PHP入門 | PDOを使ったデータベースアクセス | PDOオブジェクトを作成する
ドライバの読み込み
それでは実際にPDOを使ってMySQLへアクセスしてみよう。PDOを利用するには、PHPでPDO用のドライバプログラムが読み込まれていなければならない。ドライバの読み込みはphp.iniファイルに記述されている。XAMPPの場合は、XAMPPのインストールフォルダ内にあるphpフォルダにある。
extention=php_pdo.dll
extention=php_pdo_XX.dll
php.iniにはこのような内容があるはずなので検索してみよう。XXの部分にはデータベースの種類が指定される。MySQLの場合は、php_pdo_mysql_mysqlnd.dllとphp_pdo_mysql_libmysql.dllという2つのDLLファイルを読み込む記述があるはずだ。行頭にコメントを表すセミコロン(;)が付いている場合は、それを削除する。これでサーバを再起動すればドライバを読み込める。

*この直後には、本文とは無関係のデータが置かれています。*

PR #16319, opened 2025-01-12
fix(mobile): downgrade reanimated to fix crash

### LINKED ISSUE #16168: NullPointerException: Attempt to invoke virtual method 'java.lang.Object java.lang.ref.WeakReference.get()' on a null o...
Sentry Issue: [SUITE-NATIVE-1DV](https://satoshilabs.sentry.io/issues/6126275711/?referrer=github_integration)

```
NullPointerException: Attempt to invoke virtual method 'java.lang.Object java.lang.ref.WeakReference.get()' on a null object reference
    at com.swmansion.reanimated.layoutReanimation.AnimationsManager.onViewCreate(AnimationsManager.java:105)
    at com.swmansion.reanimated.layoutReanimation.ReaLayoutAnimator.reset(ReaLayoutAnimator.java:64)
    at com.facebook.react.uimanager.NativeViewHierarchyManager.clearLayoutAnimation(NativeViewHierarchyManager.java:827)
    at com.facebook.react.uimanager.UIViewOperationQueue$1.run(UIViewOperationQueue.java:915)
    at com.facebook.react.uimanager.UIViewOperationQueue.flushPendingBatches(UIViewOperationQueue.java:992)
...
(19 additional frame(s) were not displayed)
```

Nodonisko:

なお、現在のXAMPP 1.7.xでは、MySQLのドライバが標準で読み込まれるように設定されているため、php.iniを修正しなくてもよい。
PDOアクセスの基本整理
ではPDOを使ったデータベースアクセスについて整理していこう。まず行うことはPDOオブジェクトを作成することである。
$変数 = new PDO(サーバ指定, ユーザー名, パスワード);
このように作成する。1番目の引数にデータベースを指定する文字列を指定し、2番目と3番目の引数にアクセスするユーザー名とパスワードを指定する。ここで問題になるのは1番目の引数である。これは次のような形式で記述する。
"データベース種類:host=ホスト;dbname=データベース;charset=エンコーディング"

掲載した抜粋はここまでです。